PR #319, opened 2024-02-22
Upgrade langchain amd azure-search-documents

### LINKED ISSUE #316: Update Search document libraries to use 2023-10-01 Preview
Update all Search doc libraries that included 2023-07-01 Preview and update to use 2023-10-01 Preview

ross-p-smith:
## Purpose

Fixes #316

Upgrade the azure-search-documents from 11.4.0b8 to 11.4.0. I have attempted to upgrade this to 11.6 but there is compatibility issues with langchain. At the moment, there is an issue that informs me to stick to 11.4. I will investigate further. However, moving off a beta version has introduced a breaking change 

```
vector_search_configuration="default",
```
is now
```
vector_search_profile_name="myHnswProfile",
```

- I have also managed to debug all code locally and have fixed a missing environment variable
- The integration tests were also failing as a pdf that was being used has expired.

```
[ ] Yes
[x] No
```

## Pull Request Type

```
[ ] Bugfix
[ ] Feature
[x] Other... Please describe: Upgrade Azure Search Documents
```

## Other Information
This is an attempt to eventually move to the new Azure Search API.


.github/workflows/Backend.yml
cecheta, line 1: Why are we removing these workflows?

adamdougal: We don't use the Docker images any more

cecheta: Then should we remove all of them?

adamdougal: Yea we should. Can either do it as part of this PR or a later one.

cecheta (approved):

.github/workflows/Backend.yml
ross-p-smith: Just deleted the ones that are failing the build for the moment. Think we need a strategy for build and containers which we plan for March

PR #113, opened 2023-12-18
Create OpenAI resource automatically

adamdougal:
## Purpose
- Removes a manual pre-req

## Does this introduce a breaking change?

```
[ ] Yes
[x] No
```

## Pull Request Type
What kind of change does this Pull Request introduce?

```
[ ] Bugfix
[x] Feature
[ ] Code style update (formatting, local variables)
[ ] Refactoring (no functional changes, no api changes)
[ ] Documentation content changes
[ ] Other... Please describe:
```

## How to Test
* Test the code
```
1. Deploy using bicep file/deployment json
```

## What to Check
Verify that the following are valid
* The app functions as expected

## Other Information
Fixes https://github.com/Azure-Samples/chat-with-your-data-solution-accelerator/issues/108

PR #410, opened 2024-03-12
Remove openai pre-req from readme

adamdougal:
- These resources are now created when running `azd up`
- This change was made in https://github.com/Azure-Samples/chat-with-your-data-solution-accelerator/pull/113 but this section of the README was missed


ross-p-smith:
I agree that we don't need to have a model deployment, but maybe we should state that we need OpenAI enabled in the subscription - because I seem to remember you have to enable it

adamdougal:
Good point! I'll change it to state that requirement instead.

ross-p-smith (approved):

• • •

DIRECTIONS FOR THIS TASK => State how many lines in the records above contain the word "accelerator". Give nothing but the number.

ANSWER TO THE EXERCISE => 2